Association of Math Teachers of New York State. Several months ago I reported to VM magazine on an earlier workshop I gave on VM for this same organization. There is also a national organization called NCTM – National Council of Teachers of Mathematics.
Alas, they were so flooded with proposals by speakers, they had to decline many of them, including my own. Rather than see this as a defeat, it’s just one more challenge to overcome for next year. Nevertheless, I did attend their Eastern regional in Philadelphia, not just to learn new math tips, but to network (and hopefully spread VM nationally),  and also to observe how they used their technology. It looks like the era of the document camera has truly arrived. More on this later.

             AMTNYS gives the presenters three options time-wise: half-hour, full hour, or two and a quarter hours. I picked the longest option. It was to be Friday November 11, from 11:00 AM to 1:15 PM. I did not anticipate that the class I was leading was to get so totally involved with every aspect of my lesson, I would barely cover half of what I was intending (which was just as well, as you will see.)

Part 1: My workshop I gave the same title as one of my e-books:
“Out-of-the-Box Methods For Mastering Math”, one of the products on my website. My goal was to parallel my online course “Lighting Fast Algorithms for the Four Operations”. For each operation I present transitional pre-Vedic methods I either invented outright or at least adopted from other sources and gave a twist of my own. VM is always the pinnacle method at the end of each section. The only exception to that was my opening, because I wanted the teachers to be startled right away with the power of VM.
    I commenced with a proven motivator: multiplying near a base. I heard the usual stunned “I can’t believe this!” and similar evaluations within the first five minutes. I covered deficiencies, then excesses, starting at base 100, then base 1000. I then stressed the importance of extending the generality with ratio and proportion.  Ex. 98 X 47: double the 47 to 94 to force a near base situation, get the VM answer, then divide by 2 to account for the original 47. I used a special form of short division for one digit that is much more concise than the clumsier vertical long division. I deliberately held off on excess factor X deficient factor till later.

    Addition: first “completing the whole” for a group of one-digit addends, then two-digit.  I then used a scaffolding algorithm: left-to-right addition with expanded notation. When they got comfortable with written work, we then jumped to purely mental solutions.  We then went to Vedic addition, but I broke this up into stages:
a.    Adding by showing all the carries but not solving till the very end. They had to get used to blending a carry to its partner on the left.
b.    Written running totals, i.e. gradually building the final sum from partial sums, while blending yet a new carry leftward, if needed.
c.    VM addition – Doing the running totals mentally.

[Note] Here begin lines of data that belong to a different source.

PR #3789, opened 2021-03-06
[7.x.x] Add SpeedTree8 shadergraph to HDRP and URP

nerites:

### Checklist for PR maker

---
### Purpose of this PR
Adding SpeedTree8 support (including material upgrader) to HDRP.
Added the SpeedTree8 shadergraph to URP as well, though the default is still the original SpeedTree8 shader pending wind support in the shadergraph.
Added a graphics test in HDRP for SpeedTree8. Also added SpeedTrees to the terrainlit and terrainbaselit test scenes.

TODO: Move SpeedTree8MaterialUpgrader from Core to Shadergraph package? -> Even invoking MaterialUpgrader using Core.Editor.MaterialUpgrader does not find the class from the shadergraph package, for some reason. Why?

---
### Testing status
Tested importing and material upgrading in HDRP. It works, except for an issue with embedded materials where when the Library is nuked, the materials don't get setup properly. This is because the speedtree asset is imported before the HDRP asset is imported, so the correct shader is not grabbed, and the correct postprocessing is not run. This is a recurring issue and topic of discussion not unique to SpeedTree, so it should not be blocking for this PR.

For URP, tested that manually switching over the shader works as expected. No upgrader or importer support for the shadergraph is needed yet as it is not yet the default shader. 

---
### Comments to reviewers
@LandonTownsendUnity do you mind checking if the normal flipping is behaving as you'd expect in HDRP?
@adrien-de-tocqueville for changes to HDShaderUtils.ResetMaterialKeywords.
@cdxntchou for placement of files within shadergraph and core packages. Notably, LODCrossfade is not specific to SpeedTree. Maybe it should be placed someplace else/exposed generally somehow? 
@phi-lira for feedback on adding the shadergraph to Universal and not hooking it up since it's not intended to replace the default yet.


com.unity.render-pipelines.high-definition/Editor/RenderPipeline/HDShaderUtils.cs
```diff
@@ -105,10 +105,14 @@ public static bool ResetMaterialKeywords(Material material)
...
             if (resetter != null)
             {
+                if (HDSpeedTree8MaterialUpgrader.IsHDSpeedTree8Material(material))
+                    HDSpeedTree8MaterialUpgrader.SaveHDSpeedTree8Setup(material);
                 CoreEditorUtils.RemoveMaterialKeywords(material);
                 // We need to reapply ToggleOff/Toggle keyword after reset via ApplyMaterialPropertyDrawers
                 MaterialEditor.ApplyMaterialPropertyDrawers(material);
                 resetter(material);
+                if (HDSpeedTree8MaterialUpgrader.IsHDSpeedTree8Material(material))
+                    HDSpeedTree8MaterialUpgrader.RestoreHDSpeedTree8Setup(material);
```
adrien-de-tocqueville, line 115: I am not sure you need to do that. Looking at the save/restore code, I don't see why you need to save and restore _WINDQUALITY and _CullMode, which are float properties so they don't get resetted.
About the EFFECT_BILLBOARD, it should be set or unset from inside the resetter function (the one of sg lit in your case) depending on the value of the associated property (which i don't find by the way, in the previous PR there was some code based on the name of the material but not anymore)

nerites: They get overwritten to default values- either during SynchronizeShaderGraphProperties as part of resetting, or during ApplyMaterialPropertyDrawers, since the material has been initialized by the importer, but the drawer has not. 

Let me move this code inside the resetter to see if the correct wind property gets restored after ApplyMaterialPropertyDrawers.

nerites: Yeah unfortunately ApplyMaterialPropertyDrawers resets windquality and cullmode. Is there a way to update the materialpropertydrawer so that this doesn't happen?

EFFECT_BILLBOARD would be the name of the float toggling the EFFECT_BILLBOARD keyword and would have the same problem as wind and cullmode, where it gets reset by ApplyMaterialPropertyDrawers. I can still do it by the name of the material but that feels hacky and prevents users from disabling it (which becomes relevantin later releases of Graphics, where you can override builtin keywords through the SG UI).

adrien-de-tocqueville: ApplyMaterialPropertyDrawers does not modify the property values, it only sets keywords based on the value. So it's probably something else that modifies the values. But I checked out the branch to test and for me the values were not resetted so maybe i was doing something wrong.

For EFFECT_BILLBOARD, what i was trying to say is that ther's no way (or i haven't found it) to modify the keyword value from the UI, but I believe there should be a property and the keywoard should be set depending on the property value (the keyword would actually be set by ApplyMaterialPropertyDrawers)

nerites: I confirmed that the floats seem to stick now. I must have been resetting them myself as I iterated on changes without fully understanding the system. :) Thanks so much for the help.

Cleaned up here: https://github.com/Unity-Technologies/Graphics/pull/3789/commits/6893f6902e91500e5f5b7ab3969d3b9f4d073edc

com.unity.render-pipelines.high-definition/Editor/Material/Nature/HDSpeedTree8MaterialUpgrader.cs
```diff
@@ -0,0 +1,65 @@
...
+        }
+
+        /// <summary>
+        /// Restores SpeedTree8-specific material properties and keywords that were set during import and should not be reset.
+        /// </summary>
+        /// <param name="mat">SpeedTree8 material.</param>
+        public static void RestoreHDSpeedTree8Keywords(Material mat)
+        {
+            int wq = (int)mat.GetFloat("_WINDQUALITY");
+            mat.EnableKeyword(WindQualityString[wq]);
```
adrien-de-tocqueville, line 43: just for completeness, I don't think this is necessary because i believe it's already done by the applymaterialdrawer (quite sure but that may be worth testing).
It can be interesting to remove because if the billboard code below gets removed in next version, the function could be deleted altogether

adrien-de-tocqueville (approved):
the material keyword reset code lgtm

kroatoa:
Am I right in assuming that this PR effectively targets 19.4? 
I don't see any mention of this having landed in branches targeting the later versions, how is that tracked?

nerites:
@kroatoa Since shadergraph is not backwards compatible, I started with 19.4 and am making PRs for later versions as I get them ready. I will have a 20.2 PR up later today, but it's not tracked anywhere outside my worklog for now. :)

com.unity.render-pipelines.high-definition/Editor/Material/Nature/HDSpeedTree8MaterialUpgrader.cs
nerites: I confirmed it imports fine without it. :) Looks like streamlining the code with the upgrader solved a lot of my problems.
Removed in 7eab867

nerites:
10.x.x version here. No changes from 7.x.x. https://github.com/Unity-Technologies/Graphics/pull/3861

kroatoa (approved):
Thanks for clarifying

nerites:
@kroatoa I have some API changes that will require incrementing package versions for Core and HDRP. How do I decide whether to increment minor or major versions? Who do I need to get approval from for incrementing the versions of those packages?

phi-lira:
Did the PR to master landed? I can only find this one but it was closed: https://github.com/Unity-Technologies/Graphics/pull/3713

nerites:
@phi-lira No, I am remaking it. I can have a new PR to master up today. I started with 19.4 since Shadergraph isn't backwards compatible, so it was easier to work from 19.4 and go forward.

kroatoa:
> 
> 
> @kroatoa I have some API changes that will require incrementing package versions for Core and HDRP. How do I decide whether to increment minor or major versions? Who do I need to get approval from for incrementing the versions of those packages?

Please reach out to the RM for the branch you are targeting. if it's more than one you can also put a post in #release-management, and we'll take it from there.

nerites:
After some discussion with other folks, I'm only targeting 10.x.x and latest. PRs here: 
10.x.x: https://github.com/Unity-Technologies/Graphics/pull/3861
Latest: https://github.com/Unity-Technologies/Graphics/pull/3911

    Subtraction: I showed three different ways to subtract without borrowing:
a.    backwards addition – to get a feel for purely mental solving
b.    left-to-right running totals using negatives when present, but as expanded notation. Ex. 456 – 188. Think 400-100 = 300, then 50-80 = -30, so at his point it’s 300 - 30 = 270, then 6 – 8 = -2 so you end with 270 – 2 = 268.
c.    the classic Vedic bar number subtraction. They experienced how methods a and b were quite effective up to about 4-digit numbers, but starting with 5 digits, the VM method was so much faster and elegant.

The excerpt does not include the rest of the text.